EXTRACTED RECORDS:
PR #425, opened 2026-04-14
Harden weekly review aggregates: continuity text and rhythm history dates

kipyin:
## Headline

Weekly review insights skip bad calendar math and avoid phantom themes from empty reflection text.

## User impact

Continuity theme detection is less likely to pick up nonsense or whitespace-only signals when reading notes and reflections are both empty. If the calendar cannot compute key week boundaries safely, the rhythm history section is omitted instead of building from substitute dates that could skew the story.

## What changed

Added a small helper that trims reading notes and reflections, drops empty pieces, and joins the rest with a single space so theme extraction never receives a lone stray space. Continuity stats now feed that combined text into theme extraction instead of always inserting a space between raw fields.

In the rhythm history builder, two date steps that used fallback dates when calendar arithmetic returned nil now bail out and return no rhythm history, so we do not silently substitute week boundaries that could misrepresent the timeline.

## Verification

On a Mac with Xcode and the project CLI installed, run `grace ci` (or `grace test` with the repo’s default simulator destination) to lint, build, and exercise unit tests for the GraceNotes scheme.

## Risk

Medium

## Touch class

`business-logic`
---

### DIFF
--- a/GraceNotes/GraceNotes/Features/Journal/Services/WeeklyReviewAggregates.swift
+++ b/GraceNotes/GraceNotes/Features/Journal/Services/WeeklyReviewAggregates.swift
@@ -146,6 +146,14 @@ private extension WeeklyReviewAggregatesBuilder {
             || !textNormalizer.trimmed(entry.reflections).isEmpty
     }
 
+    /// Joins non-empty trimmed notes and reflections without a stray lone space when both are empty.
+    func reflectionCorpusForContinuity(_ entry: Journal) -> String {
+        [entry.readingNotes, entry.reflections]
+            .map { textNormalizer.trimmed($0) }
+            .filter { !$0.isEmpty }
+            .joined(separator: " ")
+    }
+
     func buildChipStats(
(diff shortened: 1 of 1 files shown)


kipyin:
**Sentry — review feedback**

**What changed and why**

We tightened how the weekly review builds the “reflection corpus” for continuity themes so whitespace-only notes and reflections no longer collapse into a useless single-space string—empty means empty, and real text still joins cleanly. We also updated rhythm history date stepping so when calendar arithmetic fails (only plausible at extreme representable dates), we return no rhythm history instead of silently substituting the end of the current period; the review summary already falls back to activity when rhythm history is missing. These are small, defensive fixes with no persistence or data-loss impact. Full validation is on macOS: `grace test` / `grace ci` and existing weekly review history tests; a follow-up could add a focused unit test around `reflectionCorpusForContinuity` (whitespace-only vs empty vs mixed) so a future edit can’t regress back to bad concatenation without CI noticing.

PR #426, opened 2026-04-14
Close performance traces when a startup attempt is superseded

kipyin:
## Headline

Finish superseded startup traces so Instruments and diagnostics stay honest during retries and overlapping attempts.

## User impact

If you tap Retry or a new startup begins before an older persistence attempt finishes, the stale attempt quietly returned and left its performance trace open. That skews startup timing signals and makes triage harder when something goes wrong during launch.

## What changed

Startup success and failure handlers still ignore work from an outdated attempt ID so only the current attempt updates the UI and state. When that guard fires, the code now ends the matching performance trace with an explicit superseded signal using the original trace start time, instead of returning without closing the span.

## Verification

On a Mac with Xcode, run `grace ci` (or `grace test` with the project’s usual simulator destination) to confirm the app still builds and tests pass.

## Risk

Medium

## Touch class

`business-logic`
---

### DIFF
--- a/GraceNotes/GraceNotes/Application/StartupCoordinator.swift
+++ b/GraceNotes/GraceNotes/Application/StartupCoordinator.swift
@@ -158,7 +158,10 @@ final class StartupCoordinator: ObservableObject {
         attemptID: UInt64,
         traceStart: TimeInterval
     ) {
-        guard attemptID == currentAttemptID else { return }
+        guard attemptID == currentAttemptID else {
+            PerformanceTrace.end("StartupCoordinator.startupAttempt.superseded", startedAt: traceStart)
+            return
+        }
         finishAttempt()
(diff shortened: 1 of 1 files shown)


kipyin:
**Sentry — review feedback**

We addressed the superseded-startup path in `StartupCoordinator` so every `StartupCoordinator.startupAttempt` trace gets a matching end: when a newer attempt replaces the one in flight, we now call `PerformanceTrace.end` with the `…superseded` label before returning, instead of leaving a dangling `[BEGIN]` with no `[END]`. That keeps startup timing in logs honest and avoids inflated or misleading durations when attempts race or overlap. We did not add automated coverage for this branch in this pass; the superseded path is awkward to trigger from the public API today, and CI on macOS remains the gate for compile and `StartupCoordinatorTests`.

PR #428, opened 2026-04-14
Guard past statistics interval state updates when unchanged

kipyin:
## Headline

Advanced Settings no longer re-applies the same Past Statistics interval when storage has not actually changed.

## User impact

This avoids needless churn when the screen loads or AppStorage refreshes with values that already match the pickers, which helps keep wheel pickers and persistence from firing redundant updates. The visible setting should stay the same; the win is calmer behavior and fewer accidental side effects.

## What changed

Past statistics interval loading now computes the next quantity, unit, and All versus Custom mode from saved preferences, then exits early when that matches what is already on screen. Only when something differs does it assign into local state.

That keeps unchanged preferences from triggering unnecessary state writes that could cascade into persistence or SwiftUI change handling.

## Verification

On a Mac with the repo and Xcode, run `grace ci` (or `grace test` if you only need tests). In the app, open Settings → Advanced, choose a custom Past Statistics interval, leave the screen and return, and confirm the pickers stay put without odd resets or duplicate saves.

## Risk

Medium

## Touch class

`ui-ux`
---

### DIFF
--- a/GraceNotes/GraceNotes/Features/Settings/AdvancedSettingsScreen.swift
+++ b/GraceNotes/GraceNotes/Features/Settings/AdvancedSettingsScreen.swift
@@ -164,9 +164,15 @@ struct AdvancedSettingsScreen: View {
 
     private func loadIntervalState() {
         let selection = PastStatisticsIntervalPreference.selection(fromAppStorage: intervalEncoded).validated
-        customQuantity = Self.clampedPickerQuantity(selection.quantity)
-        customUnit = selection.unit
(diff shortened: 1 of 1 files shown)


kipyin:
**Sentry — review feedback**

No new review comments were incorporated in this pass.

## Files touched in this pass

None.

This iteration does not change any source files or project assets. There was no reviewer feedback digest to apply, so the branch is unchanged from its previous state. The existing PR description and prior commits remain the authoritative summary of the work. Any follow-up will address new review notes or scope when they arrive.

EXERCISE: Return every line above in which the string "currentAttemptID" occurs.

OUTPUT OF THE TASK:
-        guard attemptID == currentAttemptID else { return }
+        guard attemptID == currentAttemptID else {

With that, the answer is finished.